**Aim of the task**
In the listing that follows, the range to quote begins at the line that has "PR #6766, opened 2024-02-28" and ends after the line that has "2. Don't upload"; quote it verbatim and add nothing.

================

Issue #6113, opened 2023-12-04
Store session id in user profile


yotommy:
**Is your feature request related to a problem? Please describe.**
To support OIDC logout, we introduced a session id to use as a key for a map containing id tokens. This is populated by a [Play filter](https://www.playframework.com/documentation/2.8.x/Filters) that sees all incoming requests. Since Play sessions are immutable, a redirect is required to add the id to the session ([reference](https://www.playframework.com/documentation/2.9.x/JavaSessionFlash#Working-with-Cookies)).

However, some routes are accessed by clients that do not support redirection, so we maintain a set of [excluded route prefixes](https://github.com/civiform/civiform/blob/5dde21b31807360d2ea1a2c22667647bc34e70a2/server/app/filters/SessionIdFilter.java#L20-L21). Twice, this has resulted in bugs because additional exclusions where required (`/playIndex`, `/metrics`). The current approach is fragile.

**Describe the solution you'd like**
The session id is required for authenticated users. Instead of storing the session id directly in the session, store it in the pac4j profile. This will eliminate the need for a redirect and will store the data in a relevant scope (rather than unscoped in the session).

yotommy:
With #6736, we get the desired behavior. However I will keep this issue open to remove the migration-only code after sufficient time has passed.

gwendolyngoetz:
Do we consider enough time to have passed?

yotommy:
Indeed, it is time to remove migration-only code.

yotommy:
This should no longer be necessary: https://github.com/civiform/civiform/blob/e7d16006f0050f5e7f8120388d08017611876969/server/app/auth/oidc/CiviformOidcLogoutActionBuilder.java#L114-L115

If we want to be super-safe, we could log a warning here and make sure that this code path isn't executing before we remove it.

PR #6736, opened 2024-02-26
Set session ID in OIDC profile

yotommy:
### Description

Store the session ID in as an OIDC profile attribute.

We store a session ID to help us retrieve the OIDC ID token at logout time. Before this PR, the session ID was added directly to the Play user session by the `SessionIdFilter`. This caused some bugs because the filter was being invoked by some requesters that didn't honor redirects. We have since encapsulated our [`NonUserRoutePrefixes`](https://github.com/civiform/civiform/blob/8314f7442c9e93ed60bb3260f2a37ed1ab71417b/server/app/filters/SessionIdFilter.java#L27), but this is still somewhat brittle, as someone can introduce a new such prefix and forget to update this class.

Since the session ID is only used for OIDC logout, we can store it as an OIDC profile attribute. That guarantees that it will only be created when needed. It also prevents the need for a [redirect](https://github.com/civiform/civiform/blob/8314f7442c9e93ed60bb3260f2a37ed1ab71417b/server/app/filters/SessionIdFilter.java#L43-L48) from the filter to just to store the ID in the session.

This PR removes the `SessionIdFilter`, since it is no longer needed.

This PR also adds some code to handle the case where user sessions already contain the session ID. In that case, we use the value from the session as the session ID in the profile. In the normal case, where the session ID is not present in the user session, we create a random session ID when the profile is created. Similarly, when we are building a logout request, we first check the profile for the session ID. If it is not present in the profile (because the profile was created before this PR was deployed), we use the value from the user session.

Key classes:
- Session ID in set in profile in the `CiviformOidcProfileCreator`. This is tested in a corresponding unit test.
- Session ID is retrieved from the profile by `CiviformOidcLogoutActionBuilder`. This is tested in a corresponding unit test.

#### General

### Issue(s) this completes

Relates to #6113


server/app/auth/oidc/CiviformOidcProfileCreator.java
```diff
@@ -162,17 +165,50 @@ protected CiviFormProfileData mergeCiviFormProfile(
...
               })
           .join();
     }
 
     return civiformProfile.getProfileData();
   }
 
-  private Optional<String> getSessionId(WebContext context) {
+  private void setSessionIdInProfile(CiviFormProfile profile, WebContext context) {
     PlayWebContext playWebContext = (PlayWebContext) context;
```
gwendolyngoetz, line 177: (question) Is it possible to recover if this somehow wasn't a PlayWebContext? If not probably just leave this, if we can maybe do some type checking and prevent the hard cast from failing.

yotommy: It is not possible to recover.

We already make this cast in a few locations: https://github.com/search?q=repo%3Aciviform%2Fciviform+%22%28PlayWebContext%29%22&type=code

gwendolyngoetz (approved):

dkatzz (approved):

PR #6762, opened 2024-02-28
Update address correction view to use 'Go back and edit' and 'Confirm Address' buttons

caitlinshk:
### Description

This PR updates the address correction view buttons if the `SAVE_ON_ALL_ACTIONS` flag is on. Instead of having "Review", "Previous", and "Save&next" like other block pages, it now has two custom buttons: "Go back and edit" and "Confirm address".
 - "Go back and edit" will take the user back to the block with the address question so they can change their address.
 - "Confirm address" will save the address the user chose and then take the user to whatever page they'd previously requested when they were on the block with the address question:
        - If they'd chosen "Review", then they'd go to the review page.
         - If they'd chosen "Previous", then they'd go to the block *before* the block with the address question.
         - If they'd chosen "Save & Next", then they'd go to the block *after* the block with the address question.

This helps simplify navigation when the `SAVE_ON_ALL_ACTIONS` flag is on.

To do this, this PR updates `AddressCorrectionBlockView` to take in an `ApplicantRequestedAction`, which specifies what button the user clicked after answering the address question (review, previous, or next). When the user clicks "Confirm address", that `ApplicantRequestedAction` is passed to the `#confirmAddress` route. That route eventually calls `renderErrorOrRedirectToRequestedPage`, which already knows how to direct the user based on the `ApplicantRequestedAction`.

Note: A lot of the diff in this PR is from moving the address correction tests out of `application_navigation.test.ts` and into their own `application_address_correction.test.ts` file. That new address correction test file is still over 1000 lines of code, so I think it's helpful to split it out into its own file.

## Release notes

**This change is protected behind the SAVE_ON_ALL_ACTIONS flag, which is not yet enabled.**

#### General

#### User visible changes

#### New Features

#### Testing when `SAVE_ON_ALL_ACTIONS` flag is off

1. Answer an address question with correction enabled with "Legit Address" as the street.
2a. Click Review -> verify you're taken to the review page and your address isn't saved.
2b. Click Previous -> verify you're taken to the previous block and your address isn't saved.
2c. Click Save&next -> verify you're taken to the address correction page. Verify the buttons on the bottom are "Review", "Previous", and "Save&next".

3. On the address correction page, choose one of the suggestions.
4a. Click Review -> verify you're taken to the review page and the suggested address you chose isn't saved.
4b. Click Previous -> verify you're taken to the previous block and the suggested address you chose isn't saved.
4c. Click Save&next -> verify you're taken to the next block. Verify the suggested address you chose *was* saved.

#### Testing when `SAVE_ON_ALL_ACTIONS` flag is on

1. Answer an address question with correction enabled with "Legit Address" as the street.
2a. Click Review -> verify you're taken to the address correction page. Verify the buttons on the bottom are "Go back and edit" and "Confirm address".
2b. Click Previous -> verify same as 2a
2c. Click Save&next -> verify same as 2b

3. On the address correction page, choose one of the suggestions.
4a. Click Confirm address -> verify you're taken to the correct page based on the button you'd chosen in step 2. Verify the suggested address you chose *was* saved.
4b. Click Go back and edit -> verify you're taken to the block with the address question. Verify your original address (not the suggested address you chose) is listed in the address question.

### Issue(s) this completes

Part of #6450

### DIFF
--- a/browser-test/src/support/applicant_questions.ts
+++ b/browser-test/src/support/applicant_questions.ts
@@ -344,7 +344,7 @@ export class ApplicantQuestions {
   }
 
   async clickConfirmAddress() {
-    await this.page.getByRole('button', { name: 'Confirm address' }).click()
+    await this.page.getByRole('button', {name: 'Confirm address'}).click()
     await waitForPageJsLoad(this.page)
   }
 
@@ -354,7 +354,7 @@ export class ApplicantQuestions {
   }
 
   async clickGoBackAndEdit() {
-    await this.page.getByRole('button', { name: 'Go back and edit' }).click()
+    await this.page.getByRole('button', {name: 'Go back and edit'}).click()
     await waitForPageJsLoad(this.page)
   }
 


caitlinshk:
* **#6762** <a href="https://app.graphite.dev/github/pr/civiform/civiform/6762?utm_source=stack-comment-icon" target="_blank">Graphite</a> 👈
* `main`

This [stack of pull requests](https://stacking.dev/?utm_source=stack-comment) is managed by [Graphite](https://app.graphite.dev/github/pr/civiform/civiform/6762?utm_source=stack-comment).

server/app/controllers/applicant/ApplicantProgramBlocksController.java
```diff
@@ -833,14 +824,6 @@ private CompletionStage<Result> renderErrorOrRedirectToRequestedPage(
...
     }
     if (applicantRequestedAction == ApplicantRequestedAction.PREVIOUS_BLOCK) {
-      if (onAddressCorrectionPage) {
-        // When an applicant is on the address correction view and clicks "Previous", we want them
-        // to go back to the block with the address question. Address correction isn't a defined
-        // block in the program definition, so `blockId` represents the block with the address
-        // question and we just need to go back to that block.
-        return getBlockPage(profile, applicantId, programId, blockId, inReview, flashingMap);
-      }
-
```
caitlinshk, line 843: Wanted to give some detail on why this was removed.

Earlier, we had thought that the address correction page would still have the three classic buttons of "Review", "Previous", and "Save and next". If you click "Previous" while on the address correction page, we wanted to take the user back to the block **with** the address question, not the block **before** the address question. This if block and the `onAddressCorrectionPage` boolean was being used to handle that.

Now that we've removed the "Previous" button from the address correction page, we don't need this custom logic to handle that case. (And note that if the `SAVE_ON_ALL_ACTIONS` flag is off, we still handle this correctly in https://github.com/civiform/civiform/blob/e87bdabb0a49eabdc042edfc314b04f894adfa86/server/app/views/applicant/AddressCorrectionBlockView.java#L265-L267.)

browser-test/src/support/applicant_questions.ts
```diff
@@ -343,11 +343,21 @@ export class ApplicantQuestions {
     await waitForPageJsLoad(this.page)
   }
 
+  async clickConfirmAddress() {
+    await this.page.click('text="Confirm address"')
```
gwendolyngoetz, line 347:
```suggestion
    await this.page.getByRole('button', { name: 'Confirm address' }).click()
```

(blocking) The `page.click` method is discouraged/deprecated. Playwright considers [using locators to be the best practice](https://playwright.dev/docs/best-practices#use-locators). Prefer using one of the `page.getXXXX` methods and only fallback to `page.locator` as a last resort.

browser-test/src/support/applicant_questions.ts
```diff
@@ -343,11 +343,21 @@ export class ApplicantQuestions {
...
+    await waitForPageJsLoad(this.page)
+  }
+
   async clickEdit() {
     await this.page.click('text="Edit"')
     await waitForPageJsLoad(this.page)
   }
 
+  async clickGoBackAndEdit() {
+    await this.page.click('text="Go back and edit"')
```
gwendolyngoetz, line 357:
```suggestion
    await this.page.getByRole('button', { name: 'Go back and edit' }).click()
```

(blocking) See notes above

browser-test/src/application_address_correction.test.ts
```diff
@@ -0,0 +1,1272 @@
+import {test} from '@playwright/test'
```
gwendolyngoetz, line 1: (praise) Good idea splitting this off

gwendolyngoetz (changes requested):

gwendolyngoetz (approved):

PR #6766, opened 2024-02-28
Linting: Prefer web-first assertions

gwendolyngoetz:
### Description

Fixing eslint issues to align with playwright best practices. Rule: prefer-web-first-assertions.

Fun fact: The original code uses `page.isHidden(selector)` which returns the first match even if there are multiple. Probably not what most people would expect.

Both `page.isHidden` and `page.isVisible` are [deprecated](https://playwright.dev/docs/api/class-page#deprecated).

## Release notes

#### General

### DIFF
--- a/browser-test/src/address.test.ts
+++ b/browser-test/src/address.test.ts
@@ -54,13 +54,13 @@ test.describe('address applicant flow', () => {
         '54321',
       )
       let error = page.locator('.cf-address-street-1-error')
-      expect(await error.isHidden()).toEqual(true)
+      await expect(error).toBeHidden()
       error = page.locator('.cf-address-city-error')
-      expect(await error.isHidden()).toEqual(true)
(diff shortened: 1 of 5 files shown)


melanie-exygy (commented):
This is really helpful.  It's going to be so nice to standardize our assertions and only do things one way.  Thanks for doing this somewhat tedious work.

Could we also apply the linter rule to `.isChecked()` in places like [this](https://github.com/civiform/civiform/blob/c7404c452abeecd5b832b8f6fff59224f4a63961/browser-test/src/support/admin_settings.ts#L30)?

gwendolyngoetz:
@melanie-exygy Eventually yes, all the deprecated things should get caught. I'm just making a few changes at a time until everything is clean.

melanie-exygy (approved):

PR #6768, opened 2024-02-28
Use USWDS alert for "Please select a file" error on file upload question

caitlinshk:
### Description

If a user is on a file upload question and clicks "Save & next" without uploading a file, we display an error saying "Please select a file". This PR updates that error to use the USWDS error alert UI component.

#### General

- [x] Created unit and/or browser tests which fail without the change (if possible) -- **Existing tests should already cover this**

#### User visible changes

1. As an applicant, open a file upload question.
2. Don't upload a file, then click "Save&next".
3. Verify the USWDS error alert is shown. (I also verified that the alert is announced by my VoiceOver screen reader.)
4. Upload a file.
5. Verify the USWDS error is hidden as soon as your file is uploaded.


caitlinshk:
* **#6768** <a href="https://app.graphite.dev/github/pr/civiform/civiform/6768?utm_source=stack-comment-icon" target="_blank">Graphite</a> 👈
* `main`

This [stack of pull requests](https://stacking.dev/?utm_source=stack-comment) is managed by [Graphite](https://app.graphite.dev/github/pr/civiform/civiform/6768?utm_source=stack-comment).

server/app/assets/javascripts/file_upload.ts
```diff
@@ -139,12 +141,10 @@ function validateFileUploadQuestion(blockForm: Element): boolean {
  * but the user wants to continue to the next page.
  */
 function showFileSelectionError(
-  errorDiv: Element,
+  errorDiv: HTMLElement,
   fileInput: HTMLInputElement,
 ) {
-  errorDiv.classList.remove('hidden')
-  // Add ariaLive label so error is announced to screen reader.
-  errorDiv.ariaLive = 'polite'
```
caitlinshk, line 147: I removed this because `ViewUtils#makeAlert` adds this for me. 🎉

server/app/views/applicant/ApplicantFileUploadRenderer.java
```diff
@@ -122,10 +123,13 @@ public DivTag signedFileUploadFields(
...
     result.with(createFileInputFormElement(fileInputId, ariaDescribedByIds, hasErrors));
     result.with(
-        div(fileUploadQuestion.fileRequiredMessage().getMessage(params.messages()))
-            .withId(fileInputId + "-required-error")
-            .withClasses(
-                ReferenceClasses.FILEUPLOAD_ERROR, BaseStyles.FORM_ERROR_TEXT_BASE, "hidden"));
+        ViewUtils.makeAlertSlim(
+            fileUploadQuestion.fileRequiredMessage().getMessage(params.messages()),
+            // file_upload.ts will un-hide this error if needed.
+            /* hidden= */ true,
```
melanie-exygy, line 129: question (non-blocking):  Can you think of a way that we could include/not include this in the DOM rather than hiding it?  This might be a good candidate for HTMX.  I ask because of this guidance in the USWDS Alert docs:  

image

If you don't want to tackle this as part of this issue (which I would completely understand), would it be possible to create a Github issue?

melanie-exygy (approved):
Looks good to me.  I just had one non-blocking question.

server/app/views/applicant/ApplicantFileUploadRenderer.java
caitlinshk: Oh I didn't realize there was that guidance, good question! Would HTMX let us update the TypeScript to do "if this form has no file uploaded, go fetch the error DOM from this endpoint and add it"? If so, then HTMX seems like it would let us follow this guidance.

I would rather tackle that in a separate PR instead of this PR because we're still exploring HTMX for our application and don't have standard use patterns yet, so I think it'd be better to do once we have standard guidance. Created https://github.com/civiform/civiform/issues/6804 to track!

melanie-exygy: That makes sense.  Thanks for creating a new issue.  

As a partial answer to your question, my understanding is that HTMX would fetch the error alert from the HTML rather than the TypeScript.  I think we could do something similar to inline field validation, which is definitely possible  [with HTMX](https://htmx.org/examples/inline-validation/).

caitlinshk: Ah got it! That's a great link and seems like it'd be what we want. Thanks!

PR #6840, opened 2024-03-07
Using the USWDS pagination component on the Program Admin applications list view

### LINKED ISSUE #6690: Use USWDS pagination component for Program Admin application list
Replace the pagination component in the Program Admin application list view with the USWDS component.  Also, consider changing the current page indicator to a blue background rather than black.

#### Additional Context
In #6679, we added a utility function that creates a USWDS pagination component: [code](https://github.com/civiform/civiform/blob/ae755a1c3f6c2f5f94ee2584965d7a12b3645dc8/server/app/views/BaseHtmlView.java#L153).  We can easily use that method in ProgramApplicationListView.java, but the resulting styles don't seem to fit as well.  

#### Done when:
- [ ] The Program Admin application list uses `BaseHtmlView.renderPagination`
- [ ] Pagination is under the application list rather than above the search.
- [ ] Pagination doesn't show when there is only a single page.
- [ ] UX has approved the style changes
- [ ] The old utility function has been removed from the code:  [BaseHtmlView.renderPaginationDivOldWay](https://github.com/civiform/civiform/blob/ae755a1c3f6c2f5f94ee2584965d7a12b3645dc8/server/app/views/BaseHtmlView.java#L225)

melanie-exygy:
### Description

Making use of the USWDS pagination component for the Program Admin applications list.  This also included a couple of cosmetic changes requested by UX: 
- pagination is now under the applications list rather than above the search
- If there is only a single page of applications, the pagination component does not show

image

Manual testing is a little bit tedious if you have less than 10 applications saved for a program.  To see pagination, you'll need to create over 10 applications for a program, or rely on the browser test.

1. Log in as a Program Admin and go to the Programs page
2. Click the "Applications" link on a program.
3. If you have less than 10 applications on that program, notice that pagination isn't visible.
4. Create over 10 applications to see pagination at the bottom of the list.

### Issue(s) this completes

Fixes #6690


server/app/views/BaseHtmlView.java
```diff
@@ -220,34 +218,6 @@ protected NavTag renderPagination(int page, int pageCount, Function<Integer, Cal
...
-        div(paginationText).withClasses("leading-3", "float-left", "inline-block", "p-2", "m-4"));
-    if (pageCount > page) {
-      div.with(
-          new LinkElement().setText("→").setHref(linkForPage.apply(page + 1).url()).asButton());
-    } else {
-      div.with(new LinkElement().setText("∅").asButtonNoHref());
-    }
-    return div.with(br());
-  }
-
```
gwendolyngoetz, line 250: (praise) Deleted!

browser-test/src/support/admin_programs.ts
```diff
@@ -1188,4 +1188,8 @@ export class AdminPrograms {
     await this.page.getByText('Back').click()
     await this.page.waitForLoadState()
   }
+
+  async isPaginationVisible(): Promise<boolean> {
+    return this.page.locator('.usa-pagination').isVisible()
```
gwendolyngoetz, line 1193: (question) Are we likely to ever need two pagers on the screen?

browser-test/src/admin_application_statuses.test.ts
```diff
@@ -58,6 +58,34 @@ test.describe('view program statuses', () => {
...
+
+        // Navigate to the submitted application as the program admin.
+        await loginAsProgramAdmin(page)
+      }
+
+      // Navigate to the applications list
+      await adminPrograms.viewApplications(programWithoutStatusesName)
+
+      expect(await ctx.adminPrograms.isPaginationVisible()).toBe(true)
+      expect(page.locator('.usa-pagination__button:has-text("2")'))
```
gwendolyngoetz, line 87: (non-blocking) Consider taking a screenshot here so we can have a visual diff with the pager.

browser-test/image_snapshots/admin_application_statuses_test/application-view-with-default.png
gwendolyngoetz, line 1: (non-blocking) If it's quick and easy to do consider reducing the vertical whitespace between `test-program-with-a-default-status` and the `Applications submitted` on the left application list side.

browser-test/src/admin_application_statuses.test.ts
gwendolyngoetz: Oh if you need this test to have more than ten you may have an off by one on your loop only generating 10. Not sure if there is another application created elsewhere.

melanie-exygy: Good idea to add a screenshot since all the other tests only have one page of applications.  

For the other concern, there's a single application that's being created in the `beforeAll` [here](https://github.com/civiform/civiform/blob/898fd655c2fc493f1505222535348a4a71030ab9/browser-test/src/admin_application_statuses.test.ts#L32).  I'll add a comment about that.

browser-test/src/support/admin_programs.ts
melanie-exygy: Probably not likely, but I'll add a more specific locator just in case.

gwendolyngoetz: I'd recommend using `page.getByRole`

```typescript
await page.getByRole('navigation', { name: 'whatever-the-name' })`
```

https://playwright.dev/docs/api/class-page#page-get-by-role

gwendolyngoetz: Assuming the pager has an aria role/label on it. I don't recall what the new one has on it.

browser-test/image_snapshots/admin_application_statuses_test/application-view-with-default.png
melanie-exygy: Sure.  I've decreased the space there.  I still left a bit of space because I like it, but, hopefully, it's a compromise.  :-)

browser-test/src/admin_application_statuses.test.ts
melanie-exygy: Screenshot added and a comment about the beforeAll.

browser-test/src/support/admin_programs.ts
melanie-exygy: Done

gwendolyngoetz (approved):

================

**Result of the exercise**
PR #6766, opened 2024-02-28
Linting: Prefer web-first assertions

gwendolyngoetz:
### Description

Fixing eslint issues to align with playwright best practices. Rule: prefer-web-first-assertions.

Fun fact: The original code uses `page.isHidden(selector)` which returns the first match even if there are multiple. Probably not what most people would expect.

Both `page.isHidden` and `page.isVisible` are [deprecated](https://playwright.dev/docs/api/class-page#deprecated).

## Release notes

#### General

### DIFF
--- a/browser-test/src/address.test.ts
+++ b/browser-test/src/address.test.ts
@@ -54,13 +54,13 @@ test.describe('address applicant flow', () => {
         '54321',
       )
       let error = page.locator('.cf-address-street-1-error')
-      expect(await error.isHidden()).toEqual(true)
+      await expect(error).toBeHidden()
       error = page.locator('.cf-address-city-error')
-      expect(await error.isHidden()).toEqual(true)
(diff shortened: 1 of 5 files shown)


melanie-exygy (commented):
This is really helpful.  It's going to be so nice to standardize our assertions and only do things one way.  Thanks for doing this somewhat tedious work.

Could we also apply the linter rule to `.isChecked()` in places like [this](https://github.com/civiform/civiform/blob/c7404c452abeecd5b832b8f6fff59224f4a63961/browser-test/src/support/admin_settings.ts#L30)?

gwendolyngoetz:
@melanie-exygy Eventually yes, all the deprecated things should get caught. I'm just making a few changes at a time until everything is clean.

melanie-exygy (approved):

PR #6768, opened 2024-02-28
Use USWDS alert for "Please select a file" error on file upload question

caitlinshk:
### Description

If a user is on a file upload question and clicks "Save & next" without uploading a file, we display an error saying "Please select a file". This PR updates that error to use the USWDS error alert UI component.

#### General

- [x] Created unit and/or browser tests which fail without the change (if possible) -- **Existing tests should already cover this**

#### User visible changes

1. As an applicant, open a file upload question.
2. Don't upload a file, then click "Save&next".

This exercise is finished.